# Bissanzeiger selber bauen???



## Knobbes (21. Januar 2004)

Hi, 
hat von euch schon mal jemand einen Bissanziger selber gebaut?oder zufällig eine Bauanleitung mit Schaltplan?
Gruss Knobbes


----------



## Pilkman (21. Januar 2004)

Hmm, meinst Du das lohnt, mal abgesehen von dem Spaß, dass man etwas selbst gebastelt hat?
;+ ;+ ;+ 
´nen guten Carpsounder Standard bekommst Du doch mittlerweile ab ca. 35 Euro - ich glaub, allein für das Material legst Du bestimmt mehr hin. Ganz abgesehen von dem abzudichtenden Gehäuse...

Pilkman


----------



## Brummel (21. Januar 2004)

Mit genau derselben Frage bin ich damals auch hier ins Board eingestiegen, und so ungefähr sah auch die erste Antwort darauf aus. ;+ 
Aus heutiger Sicht muß ich dem zustimmen, obwohl ich riesigen Spaß am Selbermachen hab (nur was das Basteln betrifft:q ), aber nach dem Durchrechnen der benötigten "Zutaten" ist mir das Selbstbauen auch vergangen, lohnt sich wirklich nicht.
Jedenfalls war mir der Preis für den Spaß zu hoch, wobei ich das größte Problem nicht in der Abdichtung sehe. Habe auch keinen Schaltplan oder Layout dafür gefunden, wahrscheinlich aus gutem Grund.

Gruß  Brummel


----------



## Knobbes (22. Januar 2004)

@Pilkman
Das Gehäüse könnte man Cnc fräsen und dann einen passenden Dichtring reinzwängen.Müsste gehen .
@Brummel,
aber wie hast du dann den Bissanzeiger gebaut, wenn du keinen Schaltplan hattest?
Mir ist das schon klar, das das ein grosser Aufwand ist, aber super wäre es wenn man es dann hinbekommt.
Bei uns in der Firma muss ich ab und zu mal Platinen ätzen, da könnt ich Abfallstücke  mitätzen, die Bauteile könnte ich recht günstig beziehen,da man wenn man die richtigen Leute in der Firma kennt, sozusagen bei einer Grossbestellung eine Nebenbestellung macht, zu Konditionen von der Grossbestellung.

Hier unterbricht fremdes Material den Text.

PR #560, opened 2019-05-17
MINIFICPP-852: Add details to restful response. CoAP will not include…

phrocker:
… details for the time being

### For all changes:
     in the commit message?

### For code changes:

### Note:

### DIFF
--- a/extensions/http-curl/tests/C2FailedUpdateTest.cpp
+++ b/extensions/http-curl/tests/C2FailedUpdateTest.cpp
@@ -57,8 +57,31 @@ class ConfigHandler : public CivetHandler {
   ConfigHandler() {
     calls_ = 0;
   }
-  bool handlePost(CivetServer *server, struct mg_connection *conn) {
+  virtual bool handlePost(CivetServer *server, struct mg_connection *conn) override {
     calls_++;
+    const struct mg_request_info *req_info = mg_get_request_info(conn);
+    long long remainlen;
+    long long readlen = 0;
+    long long contentlen = req_info->content_length;
+    char buf[1024];
+
+    std::string data;
+    while (readlen < contentlen) {
+      remainlen = contentlen - readlen;
+      if (remainlen > sizeof(buf)) {
+        remainlen = sizeof(buf);
+      }
+      remainlen = mg_read(conn, buf, (size_t) remainlen);
+      if (remainlen <= 0) {
+        break;
+      }
+      readlen += remainlen;
+      data += std::string(buf, remainlen);
+    }
+    if (data.find("operationState") != std::string::npos) {
+      assert(data.find("state\": \"NOT_APPLIED") != std::string::npos);
+    }
+
     if (responses.size() > 0) {
       std::string top_str = responses.back();
       responses.pop_back();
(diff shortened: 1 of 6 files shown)


extensions/http-curl/tests/C2FailedUpdateTest.cpp
```diff
@@ -57,8 +58,30 @@ class ConfigHandler : public CivetHandler {
...
+    long long contentlen = req_info->content_length;
+    char buf[1024];
+
+    std::string data;
+    while (readlen < contentlen) {
+      remainlen = contentlen - readlen;
+      if (remainlen > sizeof(buf)) {
+        remainlen = sizeof(buf);
+      }
+      remainlen = mg_read(conn, buf, (size_t) contentlen);
```
arpadboda: I think this was meant to be:
```
      remainlen = mg_read(conn, buf, (size_t) remainlen);
      if (remainlen <= 0) {
        break;
      }
      readlen += remainlen;
```

libminifi/include/core/logging/LoggingInterceptor.h
```diff
@@ -0,0 +1,117 @@
...
+
+class Interceptor {
+ public:
+  void intercept_error(const std::string &msg) {
+    std::lock_guard<std::mutex> lock(guard_);
+    errors_.emplace_back(msg);
+  }
+
+  const std::vector<std::string> &getErrors() const {
+    return errors_;
```
arpadboda: I'm a bit afraid of this. 
When errors are logged the intercept_error func above will lock the mutex, although whoever calling this function will get a reference to the vector without knowing about the mutex. 
I would prefer lock and copy here.  A match function (to be able to search for specific errors using regex) would be nice, too - that can do the job using the lock and avoid copies.

libminifi/include/core/logging/LoggingInterceptor.h
```diff
@@ -0,0 +1,117 @@
...
+class LoggingInterceptor : public Interceptor {
+
+ public:
+
+  LoggingInterceptor() {
+    LoggingInterceptors::getInstance()->addInterceptor(this);
+  }
+
+  ~LoggingInterceptor() {
+    std::lock_guard<std::mutex> lock(guard_);
```
arpadboda: This is a possible deadlock. 
LoggingInterceptor is being destructed while LoggingInterceptors::intercept_error is being executed. 
Both of these grab's it's own lock before trying to call a member of the other to lock that, too.

libminifi/include/core/logging/LoggingInterceptor.h
phrocker: That's a good catch. This was unintentional

libminifi/include/core/logging/LoggingInterceptor.h
phrocker: Yah that's a bad design, will fix. Though in thinking about it the logging interceptor is not what I want to do. So I will likely remove it entirely.  It should be more purposeful.n

phrocker: Errors should be captured mode purposefully, rather n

Wie hast du das mit der Schnurlaufrolle gemacht,  wo dann die Lichtschranke anzeigt, wenn die Schnur in Bewegung ist? Welches Material? Ahnlich wie ein Windrad mit 4 Ausleger?
Besten Dank.
Gruss Knobbes


----------



## BadPoldi (22. Januar 2004)

Hi Knoppes,

also würd ich dir zwar auch abraten, aber versuch macht klug. :q 

die meisten bissanzeiger verwenden im schnurlaufröllchen (oder auch daneben) magnete die an einem reed-kontakt vorbeigeführt werden. 
ansonsten würd ich mit ner verlängerten achse, gleich mit winkelschrittgebern machen. als werkstoff würd ich wenn möglich teflon nehmen.

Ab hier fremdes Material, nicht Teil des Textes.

PR #563, opened 2019-05-21
WiP: MINIFICPP-839 - Fix memleaks

bakaid:

### For all changes:
     in the commit message?

### For code changes:

### Note:

### DIFF
--- a/libminifi/include/ResourceClaim.h
+++ b/libminifi/include/ResourceClaim.h
@@ -54,26 +54,35 @@ class ResourceClaim : public std::enable_shared_from_this<ResourceClaim> {
   /*!
    * Create a new resource claim
    */
-  //explicit ResourceClaim(std::shared_ptr<core::StreamManager<ResourceClaim>> claim_manager, const std::string contentDirectory);
+  //explicit ResourceClaim(std::weak_ptr<core::StreamManager<ResourceClaim>> claim_manager, const std::string contentDirectory);
 
-  explicit ResourceClaim(std::shared_ptr<core::StreamManager<ResourceClaim>> claim_manager);
+  explicit ResourceClaim(std::weak_ptr<core::StreamManager<ResourceClaim>> claim_manager);
 
-  explicit ResourceClaim(const std::string path, std::shared_ptr<core::StreamManager<ResourceClaim>> claim_manager, bool deleted = false);
+  explicit ResourceClaim(const std::string path, std::weak_ptr<core::StreamManager<ResourceClaim>> claim_manager, bool deleted = false);
   // Destructor
   ~ResourceClaim() {
   }
   // increaseFlowFileRecordOwnedCount
   void increaseFlowFileRecordOwnedCount() {
-    claim_manager_->incrementStreamCount(shared_from_this());
+    auto claim_manager_shared = claim_manager_.lock();
+    if (claim_manager_shared) {
+      claim_manager_shared->incrementStreamCount(shared_from_this());
+    }
   }
   // decreaseFlowFileRecordOwenedCount
   void decreaseFlowFileRecordOwnedCount() {
-    claim_manager_->decrementStreamCount(shared_from_this());
-
+    auto claim_manager_shared = claim_manager_.lock();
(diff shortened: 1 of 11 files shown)


libminifi/src/core/repository/VolatileContentRepository.cpp
```diff
@@ -81,10 +81,7 @@ void VolatileContentRepository::start() {
     return;
   if (running_)
     return;
-  thread_ = std::thread(&VolatileContentRepository::run, shared_from_parent<VolatileContentRepository>());
-  thread_.detach();
```
phrocker: What was the point of removing this?

libminifi/include/core/FlowFile.h
```diff
@@ -254,29 +254,29 @@ class FlowFile : public core::Connectable, public ReferenceContainer {
    * Sets the original connection with a shared pointer.
    * @param connection shared connection.
```
phrocker: Hmm, the flowfile should complete its activity. Why does this need to be weak?

libminifi/src/ResourceClaim.cpp
```diff
@@ -41,11 +42,15 @@ void setDefaultDirectory(std::string path) {
   default_directory_path = path;
 }
 
-ResourceClaim::ResourceClaim(std::shared_ptr<core::StreamManager<ResourceClaim>> claim_manager)
```
phrocker: These claims should not be persisted on stops. They should complete, so making them weak seems counterintuitive, though I admit it may be necessary -- why is the claim required to be weak ?

libminifi/src/core/ProcessSession.cpp
```diff
@@ -805,7 +805,7 @@ void ProcessSession::commit() {
         continue;
       }
 
-      connection = std::static_pointer_cast<Connection>(record->getConnection());
+      connection = std::static_pointer_cast<Connection>(record->getConnection().lock());
```
phrocker: Session should be a hard pointer. How did you arrive at this?

libminifi/src/core/Processor.cpp
```diff
@@ -176,7 +176,7 @@ void Processor::removeConnection(std::shared_ptr<Connectable> conn) {
     // Connection is destination to the current processor
     if (_incomingConnections.find(connection) != _incomingConnections.end()) {
       _incomingConnections.erase(connection);
-      connection->setDestination(NULL);
```
phrocker: hmmm, why this change? I would prefer nullptr here. It's easier to read IMO, so I think we should either leave this as-is or use nullptr.

libminifi/include/core/FlowFile.h
phrocker: I presume this is because the processor is weak?

libminifi/include/ResourceClaim.h
```diff
@@ -112,7 +122,7 @@ class ResourceClaim : public std::enable_shared_from_this<ResourceClaim> {
   // Full path to the content
   std::string _contentFullPath;
 
-  std::shared_ptr<core::StreamManager<ResourceClaim>> claim_manager_;
```
phrocker: hmmm why are we creating a non-owning reference here? We could potentially lose data in some routes. Seems worrisome. I'll do some testing to validate.

libminifi/src/core/repository/VolatileContentRepository.cpp
bakaid: As far as I could gather it served no discernible purpose, but because a shared_ptr instance is capture in a detached thread it causes valgrind to issue a warning (as valgrind will evaluate memory leaks at exit()).

libminifi/src/core/Processor.cpp
bakaid: I prefer nullptr too, but setDestination now gets a weak_ptr and weak_ptr has no constructor from nullptr_t (or any pointer for that matter).

szaszm:
Closing this because of inactivity. Some of the leaks have been fixed on main, and I'll make sure to check this as reference when similar efforts are underway.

hoffe das hilft dir etwas, viel spaß beim basteln....

BadPoldi


----------



## Knobbes (23. Januar 2004)

@BadPoldi,
Das mit den reedkontakten ist ne gute Idee, aber die Lichtschranken sind billiger.
Das mit dem Teflon, hört sich gut an.
Besten dank.
gruss Knobbes


----------



## Flußbarschfan (23. Januar 2004)

Hi, also wenn Du Dir Teflon als Baustoff holen musst, ´ne Cnc Fräse benötigts, denke ich, dass Du mit ner Ersteigerung bei Ebay besser weg kommst. Habe selbst ne Weile an soetwas gebastelt. Problem bei den Lichtschranken war die kontaktunterbrechung - bei den gekauften passiert das durch Flügelräder - da hab ich nach langem Suchen beim Modelflugzeugbau welche gefunden, die leicht genug waren. Als Röllchen habe ich auf die Achse ein kleines Rädchen von einer Miniaturdampfmaschine gesetzt. Das Gehäuse habe ich aus einer Tupperbilligbox gebaut, viel Heißkleber verwendet.  Nun dann kam das Problem mit dem Schaltplan. Ich habe das Ganze Netz durchforstet, habe aber nichts diesbezüglich gefunden. Ein gute Freund (Elektroniker) hat mir dann was gebastelt, was per 9V Batterie ging, es piepte hatte aber keine Leuchtdioden, verbrauchte ziemlich viel Saft und war nicht alltagstauglich. Letztendlich will ich Dich nicht belehren oder so, ich habs aufgegeben, mir die ersten damals gebraucht gekauft und hab mir mittlerweile ein paar bessere gekauft. Die Kosten waren im Endeffekt zu hoch. Ansonsten kannst Du Dir ja mal einen ausleihen oder defekten im Angelladen geben lassen, vielleicht kannst Du was aus den Platinen erkennen. Mir war das als Laie nicht möglich! Gruss & Petri Heil


----------



## Geraetefetischist (23. Januar 2004)

a) Lichtschranke würd ich lassen, dadurch saufen die Dinger gut Batterie, weil ja die ganze zeit ne LED brennen muss. Wird im Endeffekt teurer als ein guter gekaufter.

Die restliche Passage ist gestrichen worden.